Number of target customers * Breakeven point * Profit – Number of target customers * Marketing cost = 0
From the above formula, the breakeven point is obtained by dividing costs with profits. We need to apply this response rate to R, resulting in the target customers who have higher than the rate. Before this process, you may need to check how customer groups account for response rates. Higher number of groups show higher response rate from marketing activities in a bar chart. i.e. the group of 555 has higher possibility to buy some stuff than the group of 111.
# draw a bar chart to check the relation between group and response rate
y1 <- aggregate(d3$Buy, by=list(d3$Total_Score), FUN=mean, na.rm=TRUE)
head(y1)
barplot(y1$x, names.arg=y1$Group.1, ylim=c(1,1.10), col=rainbow(25), ylab="Average response rate", xlab="Groups", xpd=F)

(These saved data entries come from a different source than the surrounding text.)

PR #1025, opened 2026-08-13
fix(mix_generator): allow plain MixableSpec widget targets

### LINKED ISSUE #1022: @MixableSpec(target:) rejects plain Widget targets with compatible style parameters
### Package version

- `mix_generator 2.2.0-beta.2`
- `mix_annotations 2.2.0-beta.1`
- `mix 2.2.0-beta.4`

### Flutter version

Flutter 3.44.0, Dart 3.12.0.

### Steps to reproduce

1. Create a Flutter package with the versions above and `build_runner`.
2. Enable the spec Styler builder:

   ```yaml
   targets:
     $default:
       builders:
         mix_generator|spec_styler_generator:
           enabled: true
   ```

3. Save the code sample below as `lib/repro.dart`.
4. Run `dart run build_runner build`.

I ran this repro from a clean builder state. The command exited with code 1 and the diagnostic shown below.

### Expected results

`PlainWidget` is a `Widget` with a named `style` parameter that accepts `Style<PlainSpec>`, so it should be a valid `@MixableSpec(target:)`. The generated Styler only needs to construct `PlainWidget(..., style: this)`; that body does not depend on `StyleWidget`.

This shape is already supported by `@MixWidget(target:)`: [`_directTargetCallSource`](https://github.com/btwld/mix/blob/726d85e84a4188ccb547d09cbdb7020c729574bd/packages/mix_generator/lib/src/mix_widget_generator.dart#L316-L410) validates a plain `Widget` target and its `style` parameter, and [`MixWidgetBuilder._writeDirectTargetBuild`](https://github.com/btwld/mix/blob/726d85e84a4188ccb547d09cbdb7020c729574bd/packages/mix_generator/lib/src/core/builders/mix_widget_builder.dart#L143-L164) emits the direct constructor call. Both paths already use the shared constructor-parameter planning helpers; the `@MixableSpec` path then renders the equivalent body through [`extractCallParams` and `renderWidgetCall`](https://github.com/btwld/mix/blob/726d85e84a4188ccb547d09cbdb7020c729574bd/packages/mix_generator/lib/src/core/helpers/widget_call_planner.dart#L182-L247).

### Actual results

Generation fails before validating whether the named `style` parameter is compatible:

```text
Widget PlainWidget must extend StyleWidget<PlainSpec> to be used as @MixableSpec(target:).
```

The rejection comes from [`validateMixableSpecTargetConstructor`, lines 136–146](https://github.com/btwld/mix/blob/726d85e84a4188ccb547d09cbdb7020c729574bd/packages/mix_generator/lib/src/core/helpers/widget_call_planner.dart#L129-L146).

### Code sample

<details open><summary>Code sample</summary>

```dart
import 'package:flutter/foundation.dart';
import 'package:flutter/widgets.dart';
import 'package:mix_annotations/mix_annotations.dart';

part 'repro.g.dart';

@MixableSpec(target: PlainWidget.new)
final class PlainSpec with _$PlainSpec {
  const PlainSpec({this.opacity});
  final double? opacity;
}

class PlainWidget extends StatelessWidget {
  const PlainWidget({super.key, required this.style, required this.label});
  final Style<PlainSpec> style;
  final String label;

  @override
  Widget build(BuildContext context) => Text(label);
}
```

</details>

### Proposed change

Replace the `StyleWidget<Spec>` supertype requirement with validation that the target has a named `style` parameter whose type accepts the generated Styler, analogous to the existing `@MixWidget(target:)` validation. I would be happy to send a PR.

Found while working on a design system with 32 plain-widget targets of this shape.

leoafarias:
#### Related issue

Closes #1022.

### Description

`@MixableSpec(target:)` now accepts plain `Widget` constructors when their named `style` parameter can receive the generated Styler, removing the unnecessary `StyleWidget` inheritance requirement.

### Changes

- Validate the target's `Widget` subtype and constructor contract while preserving existing parameter and generic-target handling.
- Cover compatible `Style<Spec>`, `Object`, and exact generated-Styler parameters, including when a prior generated part is already resolved.
- Match `Style<Spec>` by analyzer element and library identity so unrelated same-named types are rejected.
- Qualify target-class static defaults when copied into generated `call()` methods, sharing the established `@MixWidget(target:)` behavior while leaving top-level defaults unchanged.
- Keep the exact-type shortcut limited to concrete generated Stylers so legacy `@MixableStyler` mixins retain their stricter `Style<Spec>` receiver contract.
- Update the changelog, generator documentation, and regression coverage for valid and invalid target shapes.

**Review Checklist**

- [x] **Testing**: Generator, repository, clean-build, prior-output, and generated-output resolver tests were run after merging the latest `main`.
- [x] **Breaking Changes**: No breaking changes; existing `StyleWidget` targets remain supported.
- [x] **Documentation Updates**: The generator README, changelog, and Mix skill documentation are updated.
- [x] **Website Updates**: No website update is required for this generator validation fix.

`melos run gen:build` and `melos run ci` passed, both protocol inventories passed, all 11 packages passed Dart analysis, and the changed planner passed focused DCM analysis. The aggregate analysis command remains non-zero only for 11 pre-existing DCM findings on unchanged lines.


leoafarias:
I found a resolution-state edge case that looks blocking for the exact generated-Styler parameter shape this PR adds.

On a clean build, a parameter such as `BoxStyler style` is unresolved and reaches `_targetStyleAcceptsGeneratedStyler` as `InvalidType`, so it is accepted. When a prior generated part is separately supplied to or resolved by the generator, `BoxStyler` instead becomes an `InterfaceType`. The helper then finds its `Style<BoxSpec>` supertype and checks whether that base type is assignable to `BoxStyler`; it is not, so generation fails with:

```
@MixableSpec(target:) PlainWidget `style` parameter cannot accept the generated `BoxStyler`.
```

I reproduced this by including a prior generated part containing `BoxStyler extends Style<BoxSpec>` and running the part builder to a separate output. The current clean-build test passes, while the prior-output case fails. I could not reproduce this through a normal incremental `build_runner` run, so this should not be read as a claim that every later build fails; the underlying problem is that validation changes with analyzer resolution state.

This is relevant to checked-in or otherwise independently resolved generated parts. Remix has that shape—its plain widgets type `style` as concrete generated classes such as `ButtonStyler`—so the promised behavior should remain valid whenever those types are already resolved.

A localized fix is to pass `stylerName` into the compatibility helper and, before the `Style<Spec>` supertype check, accept an `InterfaceType` whose element has that name and belongs to the spec's library. I prototyped that together with a prior-output regression test; the same-build case and the existing custom-style-subtype and wrong-spec negative tests still pass.

leoafarias:
Follow-up from validating the current head (`367b1f9`) against the full Remix workspace: the earlier analyzer-resolution-state issue is fixed, but the integration exposed one additional blocking target-default case.

When a target constructor uses an unqualified static member from its own class as a default, for example `transitionBuilder = defaultAccordionTransitionBuilder` on `RemixAccordion`, the generated Styler method copies that expression into the Styler class unchanged. The result references `defaultAccordionTransitionBuilder` out of scope and does not compile; it needs to be emitted as `RemixAccordion.defaultAccordionTransitionBuilder`.

The `@MixWidget` path already qualifies direct target-member defaults. Sharing that qualification with the `@MixableSpec(target:)` planner, plus a resolver regression fixture for prior generated output, fixes the case locally. With that patch, `mix_generator` analysis and all 372 tests pass. [Remix #152](https://github.com/conceptadev/remix/pull/152) validates all 27 migrated component surfaces and the full 3,028-test workspace; it temporarily normalizes Accordion's nullable default inside the constructor so it can remain pinned to this exact PR head.

Verdict remains: the overall direction is correct, but this static-default qualification should be fixed before #1025 merges so other same-library targets cannot generate uncompilable code.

# if you make the value of x be between 0 and 1, but this job requires a lot of RAM memory
sapply(y1$x,function(x) {as.numeric(y1[,2])-1})
# find the highly responsive customers above the break-even point
# break even can be calculated by dividing costs by profits, let's say 2%
y2 <- sapply(y1$x, function(x) {x>1.02})
head(y2)
y2 <- cbind(y1,y2)
names <- c("Group", "R_Rate", "Target")
names(y2) <- names
head(y2)
Now you know who the target customers are, and you can save money for your marketing activities such as mailing or distributing coupons.